▽

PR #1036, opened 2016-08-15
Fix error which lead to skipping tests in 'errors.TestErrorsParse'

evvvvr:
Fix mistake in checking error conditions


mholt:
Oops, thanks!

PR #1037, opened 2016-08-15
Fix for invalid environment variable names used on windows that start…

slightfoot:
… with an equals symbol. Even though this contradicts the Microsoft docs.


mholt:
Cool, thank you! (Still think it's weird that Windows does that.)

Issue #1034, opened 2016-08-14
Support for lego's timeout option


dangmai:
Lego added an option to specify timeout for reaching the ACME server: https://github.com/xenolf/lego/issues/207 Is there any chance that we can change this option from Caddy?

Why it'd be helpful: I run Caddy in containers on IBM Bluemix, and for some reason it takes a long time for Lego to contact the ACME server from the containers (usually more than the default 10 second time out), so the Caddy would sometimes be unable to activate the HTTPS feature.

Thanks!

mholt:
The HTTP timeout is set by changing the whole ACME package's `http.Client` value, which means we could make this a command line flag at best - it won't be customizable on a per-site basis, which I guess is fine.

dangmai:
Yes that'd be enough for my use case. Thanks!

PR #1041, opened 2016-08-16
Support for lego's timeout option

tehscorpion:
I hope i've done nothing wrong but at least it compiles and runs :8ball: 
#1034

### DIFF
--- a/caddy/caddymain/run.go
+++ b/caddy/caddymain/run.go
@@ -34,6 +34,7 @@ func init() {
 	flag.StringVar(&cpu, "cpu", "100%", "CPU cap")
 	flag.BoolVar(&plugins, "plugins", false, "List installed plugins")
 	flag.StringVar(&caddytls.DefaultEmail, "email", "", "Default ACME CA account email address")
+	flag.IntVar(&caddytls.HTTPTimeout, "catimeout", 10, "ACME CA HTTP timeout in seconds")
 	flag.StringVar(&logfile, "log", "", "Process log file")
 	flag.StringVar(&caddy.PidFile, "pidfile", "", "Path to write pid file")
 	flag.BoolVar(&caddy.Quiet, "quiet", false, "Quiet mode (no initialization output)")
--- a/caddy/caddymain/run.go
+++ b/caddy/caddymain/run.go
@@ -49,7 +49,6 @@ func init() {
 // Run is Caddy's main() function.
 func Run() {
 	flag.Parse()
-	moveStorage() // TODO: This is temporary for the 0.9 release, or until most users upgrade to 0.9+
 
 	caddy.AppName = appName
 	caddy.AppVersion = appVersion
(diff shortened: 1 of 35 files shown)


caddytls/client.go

△

WORK INSTRUCTION:
Copy exactly the lines above, from the one containing "upgrade to 0.9+" through the very last line.

RESULT OF THIS EXERCISE:
-	moveStorage() // TODO: This is temporary for the 0.9 release, or until most users upgrade to 0.9+
 
 	caddy.AppName = appName
 	caddy.AppVersion = appVersion
(diff shortened: 1 of 35 files shown)


caddytls/client.go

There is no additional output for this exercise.